Saved data entries
----------

PR #364, opened 2016-12-06
Stop using private property

greg0ire:
I am targetting this branch, because this is BC (only tests are changing).

## Changelog

```markdown
### Fixed
- the abstract test case for testing widgets now works with Symfony 3.2
```

## To do
- [x] Find a clean way to detect symfony/twig-bridge 3.2

## Subject

This PR is necessary for https://github.com/sonata-project/SonataAdminBundle/pull/4216 to pass.

### DIFF
--- a/Test/AbstractWidgetTestCase.php
+++ b/Test/AbstractWidgetTestCase.php
@@ -35,6 +35,11 @@ abstract class AbstractWidgetTestCase extends TypeTestCase
     private $extension;
 
     /**
+     * @var TwigRenderer
+     */
+    private $renderer;
+
+    /**
      * {@inheritdoc}
      */
     protected function setUp()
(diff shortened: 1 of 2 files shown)


greg0ire:
The title of this PR feels a bit communist…

greg0ire:
@wouterj @Koc @fbourigault @cedricziel please review (and by that I mean approve :P)

composer.json
```diff
@@ -22,6 +22,7 @@
         "symfony/form": "^2.3.5 || ^3.0",
         "symfony/http-foundation": "^2.3 || ^3.0",
         "symfony/property-access": "^2.3 || ^3.0",
+        "symfony/security": "^2.3 || ^3.0",
```
Soullivaneuh: What is the relation between this and the twig property ?

greg0ire: It has to do with this line : https://github.com/sonata-project/SonataCoreBundle/pull/364/files#diff-ab34013c1c5e23c243a5c45874748062R52

greg0ire: This particular line can't work if the security component is not installed.

greg0ire: @Soullivaneuh : I moved this to a separate commit, to make it more clear.

jordisala1991: @greg0ire If it is only used by tests, shouldn't it be on require-dev? Same happens for the twig-bridge

greg0ire: It's a test that can be used outside the bundle (as explained in my commit message :P). BTW, this is why I said it's necessary to merge this if we want https://github.com/sonata-project/SonataAdminBundle/pull/4216 to be green one day

jordisala1991: well, can be used outside the project, but for testing purposes... still non-dev?

greg0ire: To sum up, if something is in the `Test` directory (as opposed to the `Tests` directory), its dependencies should be in `require`, because it is exposed to client projects.

Test/AbstractWidgetTestCase.php
```diff
@@ -49,10 +54,25 @@ protected function setUp()
             'Symfony\Component\Form\Extension\Csrf\CsrfProvider\CsrfProviderInterface',
         ), 'interface_exists');
 
-        $renderer = new TwigRenderer($this->getRenderingEngine(), $this->getMock(current($csrfProviderClasses)));
+        $this->renderer = new TwigRenderer($this->getRenderingEngine(), $this->getMock(current($csrfProviderClasses)));
+
+        $this->extension = new FormExtension($this->renderer);
+        $environment = $this->getEnvironment();
+
+        // TODO: remove the condition when dropping symfony/twig-bundle < 3.2
```
greg0ire: @sonata-project/contributors : can't use `NEXT_MAJOR` here, what should I do?

greg0ire:
@sonata-project/contributors , can you please merge this? It's critical because it blocks sonata-project/SonataAdminBundle#4216 , which in turn will block any new PR on SonataAdminBundle.

core23:
Thanks @greg0ire

greg0ire:
Thank you @core23 !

----------

#### WHAT IS REQUIRED:
What lines in the entries above hold "TwigRenderer"? Copy every one.

#### RESPONSE TO THE EXERCISE:
+     * @var TwigRenderer
-        $renderer = new TwigRenderer($this->getRenderingEngine(), $this->getMock(current($csrfProviderClasses)));
+        $this->renderer = new TwigRenderer($this->getRenderingEngine(), $this->getMock(current($csrfProviderClasses)));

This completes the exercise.